The game was in doubt late in the second quarter when Charleroi took a four-point lead.
Chartiers-Houston answered with a 10-0 run in a three-minute span to take the advantage into the break. At halftime, Briggs told his team Arnold could not continue to thrive. Doing so would cost the Buccaneers the game.
With a chance to play No. 3 seed Aliquippa (16-5) on the line, Briggs turned to Williamson, who he heralds as one of the best athletes he has ever coached. Williamson, an Indiana University of Pennsylvania football recruit, has not always been a difference-maker for Chartiers-Houston. His first three seasons on the varsity were spent trying to translate his athleticism into success on the basketball court. With the Bucs’ leading scorer, sophomore Kodie Hanley, missing the game because of a lung contusion, Williamson showed polished post moves.

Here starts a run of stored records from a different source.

PR #3022, opened 2026-06-12
Let :repo entries in recipes override package-archive-priorities

### LINKED ISSUE #2832: package-archive-priorities ignored when specifying :repo with type: elpa
My goal is to use melpa stable by default for packages with `:type elpa`, and use melpa (non stable) for select packages.

The way I tried to do this is to set `package-archive-priorities` and specify `:repo` in the receipe of select packages:
```elisp
(require 'package)
(setq package-archives
      '(("gnu" . "https://elpa.gnu.org/packages/")
	("melpa" . "https://melpa.org/packages/")
	("melpa-stable" . "https://stable.melpa.org/packages/"))
      package-archive-priorities
      '(("gnu" . 5)
	("melpa" . 0)
	("melpa-stable" . 10)))
(package-initialize)

(setq el-get-sources
      '(
       (:name magit :type elpa)
       (:name solarized-theme :type elpa
               :repo ("melpa" . "https://melpa.org/packages/"))))

(el-get 'sync)
```

Result: 
- magit is correctly installed with melpa-stable: OK
- solarized-theme is installed with melpa-stable: KO: I would expect it to be installed with melpa archive

Analysis:
https://github.com/dimitri/el-get/blob/d76ac84ae9670de7bf7725b362cafe86688771f9/methods/el-get-elpa.el#L71-L74
`(el-get-elpa-package-id 'solarized-theme)` returns version 1.3.1 from melpa-stable, ignoring the `:repo` I defined in the receipe.

npostavs:
fixes #2832

### DIFF
--- a/el-get-autoloading.el
+++ b/el-get-autoloading.el
@@ -170,7 +170,9 @@ with the named PACKAGE"
           (while (search-forward generate-autoload-section-header nil t)
             (when (member (nth 2 (autoload-read-section-header)) load-names)
               ;; We found a matching section, remove it.
-              (autoload-remove-section (match-beginning 0))))))
+              (autoload-remove-section (match-beginning 0))))
+          ;; Save modifications.
+          (save-buffer)))
       (el-get-update-autoloads package)
       (let ((visiting (find-buffer-visiting el-get-autoload-file)))
         (when visiting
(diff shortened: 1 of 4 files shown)


npostavs:
Hmm, couldn't get get Emacs 24.5 built locally, may have to drop support for this one.

PR #148, opened 2023-08-18
Add upload artifact step

ConorMacBride:
Added a step in the tox workflow for https://github.com/actions/upload-artifact. A path to save as an artifact can be passed to each tox environment. I've added a test to confirm it can write an artifact, and then a separate job to download the artifact and confirm a file exists.


astrofrog (approved):
This is great, thanks!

“These last couple of games, I’ve really stepped my game up,” Williamson said. “It comes from that athlete mentality – be great.”
Charleroi head coach Bill Wiltz, who was seeking his first playoff victory since 1998, was encouraged by the Cougars’ play in the opening half.
Arnold was physically dominant and Charleroi’s guards made timely shots.
In the third quarter, momentum shifted to Chartiers-Houston with the help of Williamson, who had 11 rebounds, and freshman guard AJ Myers, who finished with 18 points.
In a game in which the goal for the Bucs was to keep turnovers at a minimum, junior guard Alec Ferrari had 11 assists and only tuned the ball over twice.
Chartiers-Houston led 52-42 entering the final period. Charleroi responded with an 18-point fourth quarter, but Chartiers-Houston sank five of seven free throws to seal the historic win.
“We knew how athletic Miles was, but we did not know he was this good of a basketball player,” Wiltz said. “I’ve seen great athletes who can’t sink a shot. He was tough on the inside and out. That was tough for us.”
The Bucs will play Aliquippa, the Section 2-AA champion, Wednesday at a site and time to be determined. With Hanley’s status unknown, Briggs will continue to turn to Williamson and Myers for big plays.
While Briggs expects his team to savor the victory, his message to them was simple: this is far from over.
“It’s a huge accomplishment to get this first playoff win for the program. We’re not finished,” Briggs said. “There is more basketball to be played and Aliquippa will be ready for us.”